Quando se encontra plenamente desiludido, o homem entra em um terceiro estágio de ateísmo: “Em seguida, surge um terceiro tipo de ateísmo; um ateísmo que poderíamos chamar de ‘oculto’. Busca-se por antídotos, pelo ‘deserto escaldante’ da ciência e da técnica, aspira-se por dar-lhes um ar ‘esotérico’, mas sempre dentro dos limites de uma ou de outra; em outras palavras, persevera-se na negação do Deus pessoal que se fez homem. Eles descobrem, uma vez mais, os bizarros e apócrifos potenciais do homem, e os velhos simbolismos do universo”. Durante este terceiro estágio, eles buscam “espiritualidade” nas religiões orientais, na filosofia, mas também na ilusão da justiça social de pseudo-messianismos. Podemos dizer que o homem contemporâneo está possuído por esse misticismo, por esse fenômeno mórbido.

Do que dissemos até agora, podemos extrair algumas conclusões:

A primeira é que, infelizmente, tudo aquilo que se tornou obsoleto no Ocidente está agora sendo revivido na Grécia. Estamos vivenciando situações que os ocidentais vivenciaram há 50 anos. Infelizmente, é o que está acontecendo em todos os campos. O Ocidente nos influencia, mas infelizmente é o Ocidente obsoleto que nos influencia; somos influenciados pelas coisas que o Ocidente já ultrapassou. Somos receptores de modos de vida vencidos, daí observarmos em muitos campos o fenômeno do anti-teísmo – o primeiro estágio de ateísmo – o qual já foi ultrapassado pelo Ocidente, onde já começaram a abandonar o segundo estágio e estão em busca do terceiro, isto é, estão em busca da redenção e do livramento de seus problemas internos e torturantes. Estamos sempre atrasados.

A segunda é que a tradição ortodoxa contém uma espiritualidade saudável, uma espiritualidade equilibrada e viva, que podemos vivenciar e, assim, escaparmos do trote do ocultismo mórbido. Somos capazes de adquirir o “conhecimento” pessoal de Deus. Nosso Deus não é abstrato – um Deus de filósofos e contempladores – mas um Deus real; o Deus de nossos Padres.

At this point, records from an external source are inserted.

PR #889, opened 2020-02-18
Use `names<-` rather than `set_names()` in `unnest()`

DavisVaughan:
When `unnest()`ing a list column that doesn't have data frames in it, they are converted to `data_frames()` with `as_df()`. There is a call to `set_names()` that is run many times, which ends up being rather expensive. Using `names<-` instead seems to cut a decent chunk of time off.

The `vec_is()` call is also really expensive, but hopefully that will get better with a native implementation in vctrs. Mainly the `is_null()` checks of `vec_is()` take a while, but at the C level they should be faster

```r
library(tidyr)
n <- 10000

df <- tibble(
  g = 1:n,
  y = rep(list(1), n),
  z = rep(list(1), n),
  w = rep(list(1), n)
)

# master tidyr 
bench::mark(unnest(df, c(y, z, w)), iterations = 100)
#> # A tibble: 1 x 6
#>   expression                  min   median `itr/sec` mem_alloc `gc/sec`
#>   <bch:expr>             <bch:tm> <bch:tm>     <dbl> <bch:byt>    <dbl>
#> 1 unnest(df, c(y, z, w))    830ms    936ms      1.06    3.83MB     14.1

# with `names<-`
bench::mark(unnest(df, c(y, z, w)), iterations = 100)
#> # A tibble: 1 x 6
#>   expression                  min   median `itr/sec` mem_alloc `gc/sec`
#>   <bch:expr>             <bch:tm> <bch:tm>     <dbl> <bch:byt>    <dbl>
#> 1 unnest(df, c(y, z, w))    568ms    707ms      1.41    3.83MB     13.1
```


lionel-:
Can you look into making `set_names()` faster in rlang first, and only then change the implementations elsewhere if it isn't sufficient? This way all packages benefit from the speed up. It probably makes sense to rewrite it in C.

R/nest.R
```diff
@@ -350,7 +350,9 @@ as_df <- function(x, col) {
     x
   } else if (vec_is(x)) {
     # Preserves vec_size() invariant
-    new_data_frame(set_names(list(x), col))
```
hadley, line 353: Could also use `setNames()` here?

lionel-: Davis reimplemented `set_names()` in C in the last CRAN version so maybe this PR can be closed.

DavisVaughan: Even with the update to `set_names()`, `names<-` is still much faster. In this case, `set_names()` basically does a few checks and then eventually calls `names<-` anyways.

``` r
library(rlang)
library(stats)

x <- list(1)
col <- "stuff"

bench::mark(
  set_names(x, col),
  `names<-`(x, col),
  setNames(x, col),
  iterations = 100000
)
#> # A tibble: 3 x 6
#>   expression             min   median `itr/sec` mem_alloc `gc/sec`
#>   <bch:expr>        <bch:tm> <bch:tm>     <dbl> <bch:byt>    <dbl>
#> 1 set_names(x, col)   1.18µs   1.42µs   650390.        0B     26.0
#> 2 `names<-`(x, col)    161ns    185ns  4828749.        0B      0  
#> 3 setNames(x, col)     524ns    631ns  1463210.        0B     29.3
```

The best option might be to just pass names through in `new_data_frame()` since you can do this now. I'll update to this approach

```r
library(vctrs)
library(stats)
library(rlang)

x <- list(1)
col <- "stuff"

bench::mark(
  new_data_frame(x, names = col),
  new_data_frame(set_names(x, col)),
  new_data_frame(setNames(x, col)),
  new_data_frame(`names<-`(x, col)),
  iterations = 200000
)
#> # A tibble: 4 x 6
#>   expression                             min median `itr/sec` mem_alloc `gc/sec`
#>   <bch:expr>                        <bch:tm> <bch:>     <dbl> <bch:byt>    <dbl>
#> 1 new_data_frame(x, names = col)       900ns 1.29µs   757483.    6.39KB    114. 
#> 2 new_data_frame(set_names(x, col))   2.12µs 2.43µs   382186.        0B     22.9
#> 3 new_data_frame(setNames(x, col))    1.42µs 1.67µs   567186.        0B     28.4
#> 4 new_data_frame(`names<-`(x, col))   1.04µs 1.21µs   763106.        0B     26.7
```

hadley:
Thanks!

Por que deveríamos nos entregar a um misticismo impessoal, oriental, ou a feitiçarias e assemelhados, quando nossa tradição é capaz de nos dar ensinamento e vida plena, de nos conduzir à experiência do Deus pessoal?

A Igreja Ortodoxa possui uma profundidade insondável, a qual não conseguimos discernir a olho nu; podemos até considerar a Igreja como uma instituição estabelecida, mas, para além dos aspectos superficiais, há uma realidade viva. A realidade existe, encarnada, em toda persona. A busca por esta verdade – e a busca por viver esta verdade – pode ser desviada do seu curso normal e acabar em ateísmo que, por sua vez, sugará nossa vida e toda nossa existência.